## What is expected
After locating "Confirmed from the" in the listing below, copy that line and each one after it exactly, ending with the line that has "calls, but the".

## Given data
PR #6200, opened 2026-06-18
MWPW-199051 [MEP] Save results of Rainfocus API to config.mep

vgoodric:
- Updated the event initialization function to store fetched event details in the configuration object. This change enhances the management of event data and ensures that registration status can be accessed from the config.
- Added a corresponding test to verify the new behavior.

Resolves: [MWPW-199051](https://jira.corp.adobe.com/browse/MWPW-199051)

**Test URLs:**
- After: https://mepeventssavedata--milo--adobecom.aem.page/?martech=off

 **Update — event-code + Milo-page registration**

  * Fix the `registered` audience to match on `event?.isRegistered` rather than the presence of a resolved event 
  * Switch the addon and `loadMepAddons` from `event-id` to `event-code` — the addon keys
    on the event *property* code (e.g. max2025), not the per-event UUID. 
  * Fix registration on Milo pages: read enablement from lowercase DA metadata
    (`signedin`/`userid`) as well as camelCase, fail open to IMS `getProfile()` when no
    `userId` meta is present, and guard `loadIms()`/`getProfile()` so a missing IMS session
    can no longer blank the page. 
  
  **Update — persistent registration cache**

  * Add a persistent localStorage cache (registered 24h / not-registered 3 min, mirroring
    FEDS `cacheTime`), keyed by event-code + userId. Persists only
    `{ isRegistered, inPersonAttendee }` — never the RF authToken/userKey.
  * Normalize Rainfocus's empty `{}` response to `{ isRegistered: false }`.
  * Redirect-cookie cache invalidation is committed but gated off behind
    `REDIRECT_INVALIDATION_ENABLED`, pending confirmation of the cookie name/domain (see
    ticket comment). Cache self-heals via the 3-min TTL until then.

**Update — redirect-cookie invalidation enabled (FEDS-style)**

  * Enabled the redirect-cookie invalidation (removed the `REDIRECT_INVALIDATION_ENABLED` gate). When
  `feds_<eventCode>_registeredByRedirect` is present, the user is treated as registered for the pre-LCP paint (no blocking RF call), the
  flag is cleared, and the result is written through to the cache.
  * Confirmed from the VEAL `post-reg-redirector-generic` source that the cookie is set `value=true`, `domain=.adobe.com`, `path=/`, 24h,
  not HttpOnly — so it's readable, and the flag is cleared with a matching `domain=.adobe.com`. No VEAL-side changes needed.
  * The cookie name is event-specific; a mismatch degrades to the normal cache/RF path (never a wrong result).


danielnoliva (approved):

libs/features/personalization/personalization.js
```diff
@@ -1676,6 +1676,7 @@ export async function init(enablements = {}) {
   } else {
     for (const [key, promise] of Object.entries(promises)) promises[key] = await promise;
     config.mep = {
+      ...(config.mep || {}),
       updateFragDataProps,
```
markpadbe, line 1688: The blanket `...(config.mep || {})` spread is what's failing CI — it preserves `blocks`, `fragments`,           
  `commands`, `entitlementMap`, etc. across `init()` calls, but the `consolidateObjects` and `consolidateArray` calls at lines 1446–1449 assume a fresh `config.mep` each run.                                                                          
                                                                                                                
  ```suggestion
      const previousEventDetails = config.mep?.eventDetails;
      config.mep = {
        ...(previousEventDetails && { eventDetails: previousEventDetails }),                                      
        updateFragDataProps,
  ```                                                                                                             
                                                                                                                
  Verified locally: `actions.test.js`, `mepGeolocation.test.js`, and the new `event.test.js` assertion all pass (28/28) with this change.

markpadbe (changes requested):

libs/features/personalization/personalization.js
```diff
@@ -1084,7 +1084,7 @@ async function getPersonalizationVariant(
     if (userEntitlements?.includes(name)) return true;
     const { lob, event } = config.mep.promises;
     if (lob && lob === name.split('lob-')[1]?.toLowerCase()) return true;
-    if (name === 'registered' && event) return true;
+    if (name === 'registered' && event.isRegistered) return true;
```
markpadbe: To avoid a `TypeError` if a manifest references the `registered` tag on a page without the `event-id` enabled: 
```suggestion
    if (name === 'registered' && event?.isRegistered) return true;
```

markpadbe (approved):

PR #6201, opened 2026-06-18
MEP Next v1

AdobeLinhart:
This is a complete rewrite of the MEP button. 

The primary objective is to clean up the code base, decouple functions and maintain readability for future edits while implementing new features. All overlay code should live in the mep-overlay folder with shared functions eventually being moved into mep-next.js as needed.

**GENERAL**
 - Each card should expand/collapse.
 - Expansion should retain states per session.
 - All options should update based on corresponding URL params upon load in.
 
**AUTHENTICATION**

## Written answer
  * Confirmed from the VEAL `post-reg-redirector-generic` source that the cookie is set `value=true`, `domain=.adobe.com`, `path=/`, 24h,
  not HttpOnly — so it's readable, and the flag is cleared with a matching `domain=.adobe.com`. No VEAL-side changes needed.
  * The cookie name is event-specific; a mismatch degrades to the normal cache/RF path (never a wrong result).


danielnoliva (approved):

libs/features/personalization/personalization.js
```diff
@@ -1676,6 +1676,7 @@ export async function init(enablements = {}) {
   } else {
     for (const [key, promise] of Object.entries(promises)) promises[key] = await promise;
     config.mep = {
+      ...(config.mep || {}),
       updateFragDataProps,
```
markpadbe, line 1688: The blanket `...(config.mep || {})` spread is what's failing CI — it preserves `blocks`, `fragments`,           
  `commands`, `entitlementMap`, etc. across `init()` calls, but the `consolidateObjects` and `consolidateArray` calls at lines 1446–1449 assume a fresh `config.mep` each run.                                                                          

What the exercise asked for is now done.